▸ Your objective:
Look below. Copy each line that has "resolution" in it.

[Saved data entries]
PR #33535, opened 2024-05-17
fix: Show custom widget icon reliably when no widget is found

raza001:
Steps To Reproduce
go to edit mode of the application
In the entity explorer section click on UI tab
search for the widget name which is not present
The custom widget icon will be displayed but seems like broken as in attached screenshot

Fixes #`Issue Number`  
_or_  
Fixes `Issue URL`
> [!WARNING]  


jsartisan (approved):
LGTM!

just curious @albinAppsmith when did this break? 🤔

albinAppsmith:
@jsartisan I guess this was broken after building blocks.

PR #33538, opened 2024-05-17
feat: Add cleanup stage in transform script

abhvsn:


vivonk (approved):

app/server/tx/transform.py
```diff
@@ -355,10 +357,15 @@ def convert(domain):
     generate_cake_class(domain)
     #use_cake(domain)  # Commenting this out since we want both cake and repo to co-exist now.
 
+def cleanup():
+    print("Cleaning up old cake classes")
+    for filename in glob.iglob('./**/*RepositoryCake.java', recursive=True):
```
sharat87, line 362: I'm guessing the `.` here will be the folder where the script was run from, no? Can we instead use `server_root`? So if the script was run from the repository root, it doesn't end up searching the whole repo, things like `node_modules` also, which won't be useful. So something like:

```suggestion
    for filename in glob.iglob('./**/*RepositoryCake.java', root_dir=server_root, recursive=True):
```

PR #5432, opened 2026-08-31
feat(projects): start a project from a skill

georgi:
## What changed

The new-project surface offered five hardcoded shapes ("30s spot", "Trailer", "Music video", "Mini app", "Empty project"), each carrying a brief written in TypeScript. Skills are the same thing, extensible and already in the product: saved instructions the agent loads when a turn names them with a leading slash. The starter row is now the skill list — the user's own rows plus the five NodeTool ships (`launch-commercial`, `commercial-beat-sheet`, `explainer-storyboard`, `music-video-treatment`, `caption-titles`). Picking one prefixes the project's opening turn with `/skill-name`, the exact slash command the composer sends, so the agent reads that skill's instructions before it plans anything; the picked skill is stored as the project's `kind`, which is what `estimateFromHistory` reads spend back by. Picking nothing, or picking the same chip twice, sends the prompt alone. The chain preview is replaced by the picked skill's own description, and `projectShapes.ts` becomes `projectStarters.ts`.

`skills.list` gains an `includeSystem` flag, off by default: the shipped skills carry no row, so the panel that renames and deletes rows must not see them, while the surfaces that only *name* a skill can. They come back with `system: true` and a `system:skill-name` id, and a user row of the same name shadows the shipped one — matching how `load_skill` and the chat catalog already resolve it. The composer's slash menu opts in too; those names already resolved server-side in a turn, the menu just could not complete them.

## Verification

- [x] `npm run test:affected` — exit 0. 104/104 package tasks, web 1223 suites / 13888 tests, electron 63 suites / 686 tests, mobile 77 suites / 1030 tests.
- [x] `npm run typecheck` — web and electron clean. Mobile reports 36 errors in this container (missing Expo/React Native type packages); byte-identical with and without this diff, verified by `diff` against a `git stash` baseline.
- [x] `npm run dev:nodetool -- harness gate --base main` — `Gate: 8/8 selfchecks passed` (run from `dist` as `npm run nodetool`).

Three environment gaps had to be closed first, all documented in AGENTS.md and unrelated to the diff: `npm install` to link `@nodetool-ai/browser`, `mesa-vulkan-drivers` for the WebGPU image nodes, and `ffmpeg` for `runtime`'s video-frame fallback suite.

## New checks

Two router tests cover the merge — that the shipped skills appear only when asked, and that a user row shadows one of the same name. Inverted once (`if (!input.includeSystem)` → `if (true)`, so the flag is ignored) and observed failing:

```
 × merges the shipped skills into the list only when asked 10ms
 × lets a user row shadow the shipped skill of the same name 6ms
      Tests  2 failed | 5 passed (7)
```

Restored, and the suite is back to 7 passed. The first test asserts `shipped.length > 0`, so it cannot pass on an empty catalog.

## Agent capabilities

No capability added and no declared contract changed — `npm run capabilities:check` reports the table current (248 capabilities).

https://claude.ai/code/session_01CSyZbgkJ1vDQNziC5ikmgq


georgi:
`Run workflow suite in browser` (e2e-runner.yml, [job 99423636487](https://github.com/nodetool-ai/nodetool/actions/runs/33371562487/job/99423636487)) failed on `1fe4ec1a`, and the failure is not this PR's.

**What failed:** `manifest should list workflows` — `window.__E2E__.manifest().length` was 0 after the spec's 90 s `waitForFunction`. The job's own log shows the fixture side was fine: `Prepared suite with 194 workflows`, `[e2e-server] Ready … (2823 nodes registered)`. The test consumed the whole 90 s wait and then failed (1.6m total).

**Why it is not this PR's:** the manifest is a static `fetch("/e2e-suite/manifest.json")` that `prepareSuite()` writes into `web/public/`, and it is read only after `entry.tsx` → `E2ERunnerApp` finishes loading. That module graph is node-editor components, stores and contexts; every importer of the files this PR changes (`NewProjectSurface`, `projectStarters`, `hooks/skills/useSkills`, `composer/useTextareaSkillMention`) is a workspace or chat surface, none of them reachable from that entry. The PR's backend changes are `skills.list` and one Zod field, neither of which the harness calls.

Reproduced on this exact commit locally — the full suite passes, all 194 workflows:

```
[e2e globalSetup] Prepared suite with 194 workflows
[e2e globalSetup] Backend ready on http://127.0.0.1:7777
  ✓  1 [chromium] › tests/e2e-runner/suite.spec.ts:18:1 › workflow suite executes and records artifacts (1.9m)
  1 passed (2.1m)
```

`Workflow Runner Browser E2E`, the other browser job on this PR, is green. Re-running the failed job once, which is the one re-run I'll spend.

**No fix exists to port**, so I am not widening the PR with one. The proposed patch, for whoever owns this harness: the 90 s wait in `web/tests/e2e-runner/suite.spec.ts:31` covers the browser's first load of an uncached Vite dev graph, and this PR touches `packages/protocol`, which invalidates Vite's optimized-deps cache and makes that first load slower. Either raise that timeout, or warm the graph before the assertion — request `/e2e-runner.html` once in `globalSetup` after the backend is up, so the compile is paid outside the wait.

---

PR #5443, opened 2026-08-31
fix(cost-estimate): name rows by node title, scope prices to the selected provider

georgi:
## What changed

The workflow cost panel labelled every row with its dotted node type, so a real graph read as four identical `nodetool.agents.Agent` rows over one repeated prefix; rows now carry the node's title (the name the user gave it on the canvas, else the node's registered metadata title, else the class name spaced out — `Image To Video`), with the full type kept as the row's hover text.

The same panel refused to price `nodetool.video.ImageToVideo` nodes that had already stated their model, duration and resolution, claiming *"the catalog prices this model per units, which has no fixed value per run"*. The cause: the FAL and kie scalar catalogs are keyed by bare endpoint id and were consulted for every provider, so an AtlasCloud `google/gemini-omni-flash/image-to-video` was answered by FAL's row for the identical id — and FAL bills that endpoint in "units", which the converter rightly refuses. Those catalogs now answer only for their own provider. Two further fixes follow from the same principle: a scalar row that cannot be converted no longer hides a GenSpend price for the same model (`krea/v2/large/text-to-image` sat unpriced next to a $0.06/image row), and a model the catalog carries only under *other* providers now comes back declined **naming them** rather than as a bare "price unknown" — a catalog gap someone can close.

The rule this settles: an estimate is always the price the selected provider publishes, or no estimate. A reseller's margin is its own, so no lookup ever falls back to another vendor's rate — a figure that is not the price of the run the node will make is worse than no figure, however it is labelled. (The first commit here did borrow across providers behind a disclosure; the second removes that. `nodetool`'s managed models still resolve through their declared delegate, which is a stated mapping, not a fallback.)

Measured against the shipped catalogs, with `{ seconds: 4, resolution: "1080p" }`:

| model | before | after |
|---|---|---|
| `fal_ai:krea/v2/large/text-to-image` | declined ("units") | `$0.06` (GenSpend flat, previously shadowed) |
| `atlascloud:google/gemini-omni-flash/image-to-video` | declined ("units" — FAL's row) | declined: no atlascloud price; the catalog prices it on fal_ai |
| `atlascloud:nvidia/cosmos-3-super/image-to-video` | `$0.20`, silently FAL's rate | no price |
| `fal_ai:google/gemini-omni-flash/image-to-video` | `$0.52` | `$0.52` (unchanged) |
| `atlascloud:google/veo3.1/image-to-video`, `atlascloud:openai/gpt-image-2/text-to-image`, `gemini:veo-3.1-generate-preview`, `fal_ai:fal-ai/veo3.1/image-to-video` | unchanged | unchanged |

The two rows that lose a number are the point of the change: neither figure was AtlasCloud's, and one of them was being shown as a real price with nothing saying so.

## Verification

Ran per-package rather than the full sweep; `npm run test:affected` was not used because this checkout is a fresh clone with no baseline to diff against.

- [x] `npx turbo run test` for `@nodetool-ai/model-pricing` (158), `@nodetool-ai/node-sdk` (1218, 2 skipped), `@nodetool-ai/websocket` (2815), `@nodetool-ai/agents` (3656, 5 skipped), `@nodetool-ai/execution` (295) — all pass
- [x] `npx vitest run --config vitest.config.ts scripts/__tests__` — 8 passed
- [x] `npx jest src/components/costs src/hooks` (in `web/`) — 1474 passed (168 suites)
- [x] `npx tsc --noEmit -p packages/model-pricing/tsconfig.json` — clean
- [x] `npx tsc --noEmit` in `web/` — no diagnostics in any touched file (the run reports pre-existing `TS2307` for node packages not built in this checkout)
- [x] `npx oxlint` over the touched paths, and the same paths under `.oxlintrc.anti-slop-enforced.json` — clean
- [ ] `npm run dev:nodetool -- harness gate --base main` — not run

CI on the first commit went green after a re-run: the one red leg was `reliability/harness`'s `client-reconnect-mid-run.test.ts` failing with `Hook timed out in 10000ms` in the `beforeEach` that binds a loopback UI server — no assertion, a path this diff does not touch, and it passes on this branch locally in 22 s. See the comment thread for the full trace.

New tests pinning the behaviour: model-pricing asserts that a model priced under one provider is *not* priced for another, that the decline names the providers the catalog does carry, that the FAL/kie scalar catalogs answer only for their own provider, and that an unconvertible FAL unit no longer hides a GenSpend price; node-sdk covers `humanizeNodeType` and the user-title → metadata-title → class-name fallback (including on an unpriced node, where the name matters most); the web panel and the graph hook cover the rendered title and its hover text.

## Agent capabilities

▸ Result of the exercise:
The same panel refused to price `nodetool.video.ImageToVideo` nodes that had already stated their model, duration and resolution, claiming *"the catalog prices this model per units, which has no fixed value per run"*. The cause: the FAL and kie scalar catalogs are keyed by bare endpoint id and were consulted for every provider, so an AtlasCloud `google/gemini-omni-flash/image-to-video` was answered by FAL's row for the identical id — and FAL bills that endpoint in "units", which the converter rightly refuses. Those catalogs now answer only for their own provider. Two further fixes follow from the same principle: a scalar row that cannot be converted no longer hides a GenSpend price for the same model (`krea/v2/large/text-to-image` sat unpriced next to a $0.06/image row), and a model the catalog carries only under *other* providers now comes back declined **naming them** rather than as a bare "price unknown" — a catalog gap someone can close.
Measured against the shipped catalogs, with `{ seconds: 4, resolution: "1080p" }`:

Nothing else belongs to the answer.